# Will it fit?



## Enthusiast (Oct 8, 2000)

I have a mk4 Jetta. Will the W8 fit?


----------



## VertigoGTI (Apr 1, 2001)

*Re: Will it fit? (Enthusiast)*

I researched this a long time ago, about 2 months I believe. If you do a Dahlback type install (move everything to the back: battery, radiator, what not) it's feasible. I have a post around here about it. I'd rather have a turbo 24V VR6 though.


----------



## AuForm (Feb 2, 2000)

*Re: Will it fit? (Enthusiast)*

The W8 is heavier than your average V8. This b/c of balance axles [bad Dutch translation] and stuff. So expect understeer like you've never seen before. 
On the bright side. This is a 4.2l V8 in the Audi A3 hatchback, which shares its platform with the Bora:








It goes by the name Avantgardist S4.2


----------



## vwnut84 (Sep 24, 1999)

*Re: Will it fit? (AuForm)*

HOLY friggin poop


----------



## Levish (Dec 1, 2000)

*Re: Will it fit? (vwnut84)*


----------



## mk2-vr6 (Oct 2, 2001)

*Re: Will it fit? (Levish)*

how about in an a2 gti ,,,, wil it fit in there ???


----------



## 1.8Tcorado (Oct 4, 2001)

*Re: Will it fit? (mk2-vr6)*

If your going to pull a dahlback, than you can put pritty much fit any engine you want in your car. but then again, if your going to buy that incredibly expensive engine and then customise your hole car why don't you just use an engine from a ferrari because aparently your a millionaire.


----------



## VR6guy (Apr 5, 2000)

*Re: Will it fit? (AuForm)*

quote:[HR][/HR]The W8 is heavier than your average V8. This b/c of balance axles [bad Dutch translation] and stuff. So expect understeer like you've never seen before. 
[HR][/HR]​At 440 lbs, it's lighter than almost any production V8 I know of.........


----------



## blakmal (Jul 9, 2001)

*Re: Will it fit? (Enthusiast)*

And just what do you plan to do with it if you get it in there








Probably kill yourself.







Next you will want to turbo it


----------



## plugers (Jul 20, 2001)

*Re: Will it fit? (Enthusiast)*

according to Motor Trend this month the engine is 425lbs and is lighter than most all v8s


----------



## AuForm (Feb 2, 2000)

*Re: Will it fit? (plugers)*

Although I don't have the exact numbers, I know that the newest MB 4.3l V8 is a lot lighter than the W8. 
-PJ


----------



## PerL (Jan 9, 2001)

*Re: Will it fit? (Enthusiast)*

VW Passat B2 (aka Quantum) with Audi V8


----------



## VertigoGTI (Apr 1, 2001)

*Re: Will it fit? (PerL)*

Wow!

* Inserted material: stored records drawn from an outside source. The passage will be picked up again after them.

PR #4371, opened 2026-06-16
fix(cache): add breakpoint before Recent History so the stable system prefix caches

sumleo:
### Problem

`ContextBuilder.build_system_prompt` (`nanobot/agent/context.py`) assembles the
system prompt from a list of `parts` joined into a single string. The last
content part is a `# Recent History` block (`context.py:~112`) that **grows every
turn** as new history entries are appended.

In the Anthropic path, `AnthropicProvider._apply_cache_control`
(`nanobot/providers/anthropic_provider.py`) wraps that whole string in a single
`text` block and places the only `cache_control` breakpoint at its **end**:

```python
system = [{"type": "text", "text": system, "cache_control": marker}]
```

Because the breakpoint sits after the mutating Recent History tail, the entire
system prompt prefix — identity, `AGENTS.md`/bootstrap, `tool_contract.md`,
memory, and skills, the large *stable* region — falls inside a block whose suffix
changes every turn. Anthropic prompt caching matches on a stable prefix up to the
breakpoint, so the stable region is effectively **re-cached (cache miss + full
re-write) on every turn**. The most expensive, most reusable part of the prompt
never benefits from caching.

### Fix

Split the system text at the Recent History boundary and put the breakpoint at
the **end of the stable prefix** instead of the end of the whole block. The
mutating Recent History tail becomes a second, uncached `text` block:

```python
prefix, sep, tail = system.partition(_RECENT_HISTORY_BOUNDARY)
if sep:
    history_block = "# Recent History" + tail
    system = [
        {"type": "text", "text": prefix, "cache_control": marker},
        {"type": "text", "text": history_block},
    ]
else:
    system = [{"type": "text", "text": system, "cache_control": marker}]
```

This is **behavior-preserving**: the concatenated system text the model sees is
identical (two adjacent text blocks vs. one). When there is no Recent History
(e.g. Dream has consumed everything), the system stays a single cached block
exactly as before.

The split is keyed off a named boundary constant. `context.py` now exposes
`RECENT_HISTORY_HEADING`; the provider mirrors it as the literal
`_RECENT_HISTORY_BOUNDARY = "\n\n---\n\n# Recent History"` (the `---` join used by
`build_system_prompt`), duplicated deliberately to avoid a `providers -> agent`
import dependency.

### Breakpoint budget (Anthropic 4-breakpoint cap)

This relocates the existing system breakpoint; it does **not** add one. Worst-case
per request:

| Region | Breakpoints |
|---|---|
| system (stable prefix) | 1 |
| `messages[-2]` (when ≥3 msgs) | 1 |
| tools (`_tool_cache_marker_indices`: last-builtin + tail) | up to 2 |
| **total** | **≤ 4** |

Before this change the count was already 1 (system) + 1 (msg) + ≤2 (tools) = ≤4;
after, it is unchanged. The mutating Recent History block is intentionally left
**uncached** (caching a per-turn-changing block is pointless and would have cost a
breakpoint).

### Scope / relation to prior work

This is distinct from previously reported cache issues (#1109, #1115, #2687):
those concern other parts of the caching path; this one is specifically the
single-block system layout where the growing Recent History tail invalidates the
stable identity / tool_contract / skills prefix.

The OpenAI-compatible path
(`openai_compat_provider.py:_apply_cache_control`) marks the system message as a
whole and is left unchanged here; this fix targets the Anthropic provider only.

### Tests

Extended `tests/agent/test_context_prompt_cache.py`:

- `test_stable_prefix_caches_independently_of_recent_history` — builds a real
  system prompt with Recent History, runs it through
  `AnthropicProvider._apply_cache_control`, and asserts the system splits into a
  stable prefix block + a Recent History tail block, with the `cache_control`
  breakpoint on the **stable** block (not the tail) and exactly one system
  breakpoint.
- `test_system_without_recent_history_keeps_single_cached_block` — asserts the
  no-history case stays a single cached block (behavior unchanged).

```
$ python -m pytest tests/agent/test_context_prompt_cache.py -q
30 passed in 1.86s

$ ruff check nanobot/agent/context.py nanobot/providers/anthropic_provider.py \
    tests/agent/test_context_prompt_cache.py
All checks passed!
```

Per `CONTRIBUTING.md`, no broad `ruff format` was run (the tree predates it);
touched lines follow existing style and the 100-char limit.

### DIFF
--- a/nanobot/providers/anthropic_provider.py
+++ b/nanobot/providers/anthropic_provider.py
@@ -19,6 +19,14 @@ from nanobot.providers.base import (
 
 _ALNUM = string.ascii_letters + string.digits
 
+# Boundary inside the system prompt that separates the stable prefix (identity /
+# bootstrap / tool_contract / memory / skills) from the per-turn-mutating
+# "Recent History" tail. Kept in sync with
+# ``nanobot.agent.context.RECENT_HISTORY_HEADING`` — duplicated here as a literal
+# to avoid a providers -> agent import dependency. The leading separator is the
+# ``"\n\n---\n\n"`` join used by ``ContextBuilder.build_system_prompt``.
+_RECENT_HISTORY_BOUNDARY = "\n\n---\n\n# Recent History"
+
 
 def _gen_tool_id() -> str:
     return "toolu_" + "".join(secrets.choice(_ALNUM) for _ in range(22))
@@ -401,7 +409,24 @@ class AnthropicProvider(LLMProvider):
         marker = {"type": "ephemeral"}
 
         if isinstance(system, str) and system:
-            system = [{"type": "text", "text": system, "cache_control": marker}]
+            # The system prompt ends with a "# Recent History" block that grows
+            # every turn. Putting the only breakpoint at the end of the whole
+            # string would re-cache the large stable prefix (identity /
+            # tool_contract / memory / skills) on every turn. Split the prompt at
+            # the Recent History boundary and place the breakpoint at the end of
+            # the *stable* prefix, leaving the mutating tail uncached. This keeps
+            # the system at a single breakpoint (relocated, not added).
+            prefix, sep, tail = system.partition(_RECENT_HISTORY_BOUNDARY)
+            if sep:
+                # ``tail`` is everything after the boundary; rebuild the dropped
+                # heading so the second block is self-contained.
+                history_block = "# Recent History" + tail
+                system = [
+                    {"type": "text", "text": prefix, "cache_control": marker},
+                    {"type": "text", "text": history_block},
+                ]
+            else:
+                system = [{"type": "text", "text": system, "cache_control": marker}]
         elif isinstance(system, list) and system:
             system = list(system)
             system[-1] = {**system[-1], "cache_control": marker}
--- a/nanobot/agent/context.py
+++ b/nanobot/agent/context.py
@@ -21,6 +21,12 @@ from nanobot.utils.helpers import (
 )
 from nanobot.utils.prompt_templates import render_template
 
+# Heading that introduces the per-turn-mutating "Recent History" block inside the
+# system prompt. Providers split the system text on this boundary so the stable
+# prefix (identity / bootstrap / tool_contract / memory / skills) can be cached
+# independently of this growing tail.
+RECENT_HISTORY_HEADING = "# Recent History"
+
 
 def session_extra(metadata: Mapping[str, Any] | None) -> dict[str, Any]:
     """Return persisted kwargs for turn-attached capabilities."""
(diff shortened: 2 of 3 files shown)


nanobot/providers/anthropic_provider.py
```diff
@@ -401,7 +409,24 @@ def _apply_cache_control(
...
+            # the Recent History boundary and place the breakpoint at the end of
+            # the *stable* prefix, leaving the mutating tail uncached. This keeps
+            # the system at a single breakpoint (relocated, not added).
+            prefix, sep, tail = system.partition(_RECENT_HISTORY_BOUNDARY)
+            if sep:
+                # ``tail`` is everything after the boundary; rebuild the dropped
+                # heading so the second block is self-contained.
+                history_block = "# Recent History" + tail
+                system = [
+                    {"type": "text", "text": prefix, "cache_control": marker},
```
chengyongru, line 425: When `session_summary` (the `[Archived Context Summary]` block) is present in `context.py:117`, it's joined after Recent History with the same `"\n\n---\n\n"` separator. So it ends up in this uncached tail block alongside Recent History. That's a reasonable trade-off for keeping a single cache breakpoint — the archived summary changes infrequently (only when Dream runs), so the cache miss cost is small. Just flagging that if you wanted to cache it too, Anthropic allows up to 4 breakpoints, so there's headroom to add a second split point here in the future.

chengyongru (commented):

Nice optimization. Splitting the system prompt at the Recent History boundary so the stable prefix gets its own cache breakpoint is the right call — the prefix (identity/tool_contract/memory/skills) is large and stable, while Recent History grows every turn.

The boundary string `_RECENT_HISTORY_BOUNDARY` correctly matches the `"\n\n---\n\n"` join separator plus `RECENT_HISTORY_HEADING` from `context.py`. Tests cover both the with/without Recent History paths. No blocking concerns.

nanobot/providers/anthropic_provider.py
sumleo: Thanks for the careful read! Agreed on the trade-off — the goal here is a single breakpoint at the end of the large, byte-stable prefix (identity / tool_contract / memory / skills), with the per-turn-growing `# Recent History` (and the trailing `[Archived Context Summary]`) left in the uncached tail.

On caching the archived summary too: since it's joined *after* Recent History, a second breakpoint after it would also pull the volatile Recent History into a cached block, which defeats the purpose. The only way to cache the summary would be to reorder it ahead of Recent History — a prompt-ordering change I've deliberately kept out of this PR to keep it minimal and behavior-preserving. Happy to do that as a follow-up if you'd like it. The summary only changes when Dream runs, so the miss cost is small as you noted.

sumleo:
Thanks for the automated review! I've rebased onto the latest `main` (resolved the Recent-History truncation conflict), `ruff` is clean, and the cache tests pass (30/30). CI is awaiting first-time-contributor workflow approval — could a maintainer approve the run and take a look? Happy to address anything. Thanks!

sumleo:
Hi @chengyongru — gentle follow-up: I believe I've addressed your earlier feedback on this one. It's a small fix that adds a cache breakpoint before the Recent History block so the stable system prefix actually caches. Could you take another look when you have a moment, or let me know if anything still needs changing? Happy to rebase. Thanks!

I'd like to see it in a Dasher Wagon (too bad those never came with the Syncro)


----------



## AxeAngel (Mar 28, 2001)

*Re: Will it fit? (vertigobora)*

MADNESS sheer mayhem!


----------



## purplejettahondaeater (Oct 29, 2000)

*Re: Will it fit? (AxeAngel)*

a 4.2 liter in an A3!!!! i want it


----------



## [email protected] (Sep 10, 2001)

*Re: Will it fit? (Enthusiast)*

I've seen a W12 in a Rabbit so I done see why not. If you dont believe me go to http://www.jwelty.com its in the crazy pic section. Whether or not it runs though........


----------



## 8v-inside (Nov 23, 2001)

*Re: Will it fit? (I_Fly_GTi)*

where did they buy a W12?


----------



## KrUsTyX (Sep 2, 2001)

*Re: Will it fit? (Enthusiast)*









is that a W8 ?


----------



## turbo gvtri6 (Nov 24, 2001)

*Re: Will it fit? (KrUsTyX)*

details please!!!!! http://****************.com/smile/emthup.gif


----------



## ViolentBlue (Oct 12, 2001)

*Re: Will it fit? (turbo gvtri6)*


----------



## drvroom (Mar 2, 2000)

*Re: Will it fit? (ViolentBlue)*

Rip out the backseat of a GTi "R", put in a firewall, get some earplugs and drop a W12 behind the front seats ala Renault!


----------



## DomozitoLK (Jan 17, 2001)

*Re: Will it fit? (Enthusiast)*

quote:[HR][/HR]I have a mk4 Jetta. Will the W8 fit?[HR][/HR]​This is the rumored test-mule for the VR8 motor that was in a magazine spy photo back in 1999 or 2000...though some on the 'Net think it's just a TDI Touring Car.








*From MotorWeek:*
_"Holy smokes! Caught in the cross hairs this week is this Volkswagen Jetta, rumored to be sporting VW's new VR8 under its hood. The normally aspirated 8 cylinder could displace either 3.7 or 4.2 liters, and produce 270 and 300 horsepower, respectively. There's also a good chance these engines will be coupled to VW's 4-motion all wheel drive system and a choice of tiptronic or 6-speed manual transmissions. This M-3 killer could hit the pavement and race tracks as early as spring of 2000."_ 



[Modified by DomozitoLK, 3:19 PM 12-11-2001]


----------



## Cullen (Apr 5, 1999)

*Re: Will it fit? (Enthusiast)*

quote:[HR][/HR]I have a mk4 Jetta. Will the W8 fit?[HR][/HR]​THe badge will








...soon in stock


----------



## Techart996tt (Nov 30, 2001)

*Re: Will it fit? (Cullen)*

How about I make my Beetle into a mid engine car, will it fit then with turbos


----------



## rogergti (Aug 28, 2001)

*Re: Will it fit? (Enthusiast)*

Ian Birch from Dubsport will be the first.


----------



## Cullen (Apr 5, 1999)

*Re: Will it fit? (Cullen)*

quote:[HR][/HR]I have a mk4 Jetta. Will the W8 fit?
THe badge will








...soon in stock







[HR][/HR]​NOW in stock


----------



## gearhead455 (Oct 30, 2001)

*Re: Will it fit? (Enthusiast)*

Suckers.









This is the FAKEST Photoshop job I have ever seen. CIS injected W8 yeah right.


----------



## candywhitepassat (Jan 14, 2001)

*Re: Will it fit? (gearhead455)*

quote:[HR][/HR]Suckers.









This is the FAKEST Photoshop job I have ever seen. CIS injected W8 yeah right.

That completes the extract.